Records: Begin

Issue #5145, opened 2020-12-28
Support PySide6 for ImageQt


kvnxiao:
Support PySide6 https://www.qt.io/blog/qt-for-python-6-released

by updating the qt_versions in `ImageQt.py` to allow using Qt6 with Pillow

hugovk:
@kvnxiao Please could you test out PR #5161?

PR #5161, opened 2020-12-30
Add support for PySide6

hugovk:
Fixes https://github.com/python-pillow/Pillow/issues/5145.

There are two sets of Python bindings for Qt, called PyQt and PySide. 

> Why are there two packages?
>
> PyQt has been developed by Phil Thompson of Riverbank Computing Ltd. for a very long time — supporting versions of Qt going back to 2.x. Back in 2009 Nokia, who owned the Qt toolkit at the time, wanted to have Python bindings for Qt available under the LGPL license (like Qt itself). Unable to come to agreement with Riverbank (who would lose money from this, so fair enough) they then released their own bindings as PySide (also, fair enough).

https://www.learnpyqt.com/tutorials/pyqt5-vs-pyside2/

We support:

* PySide2 for Qt 5
* PyQt5 for Qt 5

Qt 6 has been recently released: https://www.qt.io/blog/qt-6.0-released

* PyQt6 is still in development: https://riverbankcomputing.com/software/pyqt/download Let's add it when it's available.
* PySide6 for Qt 6 is out: https://www.qt.io/blog/qt-for-python-6-released (they bumped the PySide version to match the Qt version)

 * Add support for PySide6. Take precedence over PyQt5 and PySide2, if they're also installed.

### DIFF
--- a/Tests/test_imageqt.py
+++ b/Tests/test_imageqt.py
@@ -14,7 +14,9 @@ def test_rgb():
     # typedef QRgb
     # An ARGB quadruplet on the format #AARRGGBB,
     # equivalent to an unsigned int.
-    if ImageQt.qt_version == "5":
+    if ImageQt.qt_version == "side6":
+        from PySide6.QtGui import qRgb
+    elif ImageQt.qt_version == "5":
         from PyQt5.QtGui import qRgb
     elif ImageQt.qt_version == "side2":
         from PySide2.QtGui import qRgb
--- a/Tests/test_qt_image_qapplication.py
+++ b/Tests/test_qt_image_qapplication.py
@@ -7,7 +7,10 @@ from .helper import assert_image_equal, hopper
 if ImageQt.qt_is_installed:
     from PIL.ImageQt import QPixmap
 
-    if ImageQt.qt_version == "5":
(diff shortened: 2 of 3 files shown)


radarhere:
Is it concerning that if I [`pip install PySide6`](https://github.com/radarhere/Pillow/commit/ae90510f207a9faaa0104160cfbc13bfade4ba63), Ubuntu starts [segfaulting](https://github.com/radarhere/Pillow/runs/1631785200?check_suite_focus=true#step:10:44)? When I [`pip install PySide2`](https://github.com/radarhere/Pillow/commit/ea1f468cb5a473a9aa4d40b4bc40b254f8e28e26), this is not [what happens](https://github.com/radarhere/Pillow/runs/1631790350?check_suite_focus=true).

hugovk:
It'll be missing dependencies for Ubuntu, for example we have `libxcb-xinerama0 pyqt5-dev-tools` for PyQt5.

I've created https://github.com/python-pillow/docker-images/pull/102 to add PySide6 and its dependencies to the ubuntu-20.04-focal-amd64 image.

radarhere:
Thanks

PR #5171, opened 2021-01-02
Add #5159 to the release notes

radarhere:
Document #5159

### DIFF
--- a/Makefile
+++ b/Makefile
@@ -76,6 +76,7 @@ install-req:
 
 .PHONY: install-venv
 install-venv:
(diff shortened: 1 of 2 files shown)


hugovk:
I don't think we've put Makefile stuff in the release notes before, but no objections to adding.

To really deprecate, should we echo a warning when the command is run? I doubt we need to do the full deprecation thing for Makefile (deprecations.rst, wait until major bump before removal).

radarhere:
This PR was because it was a deprecation. If it's not significant enough, since it's not core functionality, this can be closed.

hugovk (approved):

PR #5174, opened 2021-01-02
Fix for Read Overflow in PCX Decoding

radarhere:
Fixes CVE-2020-35655, by no longer trusting the size provided by the image for a buffer.


radarhere:
I just found that this bug made the Atheris Hall of Fame - https://github.com/google/atheris/blob/54accd93d19386f6217f4d5ec8d13c94af27538f/hall_of_fame.md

Records: End

* [Exercise description] Set down the lines above as they stand, starting with the first line and ending with the line that contains "when it's available.".

* [Solution for this problem]
Issue #5145, opened 2020-12-28
Support PySide6 for ImageQt


kvnxiao:
Support PySide6 https://www.qt.io/blog/qt-for-python-6-released

by updating the qt_versions in `ImageQt.py` to allow using Qt6 with Pillow

hugovk:
@kvnxiao Please could you test out PR #5161?

PR #5161, opened 2020-12-30
Add support for PySide6

hugovk:
Fixes https://github.com/python-pillow/Pillow/issues/5145.

There are two sets of Python bindings for Qt, called PyQt and PySide. 

> Why are there two packages?
>
> PyQt has been developed by Phil Thompson of Riverbank Computing Ltd. for a very long time — supporting versions of Qt going back to 2.x. Back in 2009 Nokia, who owned the Qt toolkit at the time, wanted to have Python bindings for Qt available under the LGPL license (like Qt itself). Unable to come to agreement with Riverbank (who would lose money from this, so fair enough) they then released their own bindings as PySide (also, fair enough).

https://www.learnpyqt.com/tutorials/pyqt5-vs-pyside2/

We support:

* PySide2 for Qt 5
* PyQt5 for Qt 5

Qt 6 has been recently released: https://www.qt.io/blog/qt-6.0-released

* PyQt6 is still in development: https://riverbankcomputing.com/software/pyqt/download Let's add it when it's available.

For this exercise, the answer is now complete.